Membrane proteins are essential for cellular growth, signalling and homeostasis, making up a large proportion of therapeutic targets. However, the necessity for a solubilising agent to extract them from the membrane creates challenges in their structural and functional study. Although amphipols have been very effective for single-particle electron cryo-microscopy (cryoEM) and mass spectrometry, they rely on initial detergent extraction before exchange into the amphipol environment. Therefore, circumventing this pre-requirement would be a big advantage. Here we use an alternative type of amphipol: a cycloalkane-modified amphiphile polymer (CyclAPol) to extract Escherichia coli AcrB directly from the membrane and demonstrate that the protein can be isolated in a one-step purification with the resultant cryoEM structure achieving 3.2 angstrom resolution.
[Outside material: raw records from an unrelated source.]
Issue #12, opened 2016-01-24
Usage with separate nginx and docker-gen container


konstantinj:
Hi,

thanks for this awesome image - exactly what I was looking for. Unfortunately it's not working with my configuration. I'm using docker-compose and I have a separate nginx container and docker-gen in its own container so I can modify the nginx config template.

I'm getting this error on start:
> ,sh: 1: /usr/local/bin/docker-gen: not found

How is this image supposed to work?

JrCs:
My container call the nginx proxy container to recreate the nginx configuration with docker-gen.
Why don't you use the original nginx-proxy container with docker-gen in it ?
If you need to change the template that is used to create the nginx configuration you can mount bind the nginx.tpl with your configuration.

konstantinj:
The default nginx-proxy container is using the /app/nginx.tmpl file which I can't overwrite with a mount. Also by using nginx separately I can use a newer version and the docker socket won't be exposed publicly.

bobmaerten:
Exactly my setup, @konstantinj. I'll try installing/using the @JrCs image to get it running, and I'll report back here then.

JrCs:
To use my container we need to know the container id of the docker-gen container.
@konstantinj is your docker-gen container do an nginx reload ? if yes how ?

konstantinj:
In the readme from https://github.com/jwilder/nginx-proxy it says that the nginx container must be named "nginx". So I guess that's how docker-gen can reload nginx. So it should work the same with your container I guess when the container name is hard "docker-gen".

bobmaerten:
Well, no luck with containerized `docker-gen`, so I switch back on default nginx-proxy for now.

JrCs:
@konstantinj no the docker-gen command of the nginx-proxy call directly the nginx reload command (they are in the same container)

konstantinj:
Yes, when using nginx-proxy image. But in my case, when using docker-gen image and nginx image separately, docker-gen is reloading nginx in the other container.

JrCs:
How the docker-gen image reload the nginx in the other container ?

bobmaerten:
@JrCs `docker-gen` tool has a `-notify-sighup <container_name>` flag to do some sort of `kill -HUP` to the container.

falcon15500:
[...]

PR #20, opened 2016-02-04
Support for separate nginx and docker-gen containers

nilroy:
This PR addresses the case where docker-gen and nginx are in separate containers

### DIFF
--- a/Dockerfile
+++ b/Dockerfile
@@ -3,7 +3,7 @@ FROM alpine:latest
 MAINTAINER Yves Blusseau <90z7oey02@sneakemail.com> (@blusseau)
 
 ENV DEBUG=false              \
-    DOCKER_GEN_VERSION=0.5.0 \
+    DOCKER_GEN_VERSION=0.4.3 \
     DOCKER_HOST=unix:///var/run/docker.sock
 
 RUN apk --update add bash curl ca-certificates tar procps jq && \
--- a/Dockerfile
+++ b/Dockerfile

Together this work shows that cycloalkane amphipols provide a powerful approach for the study of membrane proteins, allowing native extraction and high-resolution structure determination by cryoEM. Higgins et al. present a cycloalkane-modified amphiphilic polymer that can provide direct extraction of membrane proteins for Cryo-EM analysis. They show its utility by extracting and solving the structure of AcrB to a high resolution of 3.2 angstrom by single particle cryo-EM.

Automated summary

The study presents a novel approach using cycloalkane-modified amphiphilic polymer for direct extraction of membrane proteins, showcasing its utility in solving the structure of AcrB to a high resolution of 3.2 angstrom by single particle cryo-EM.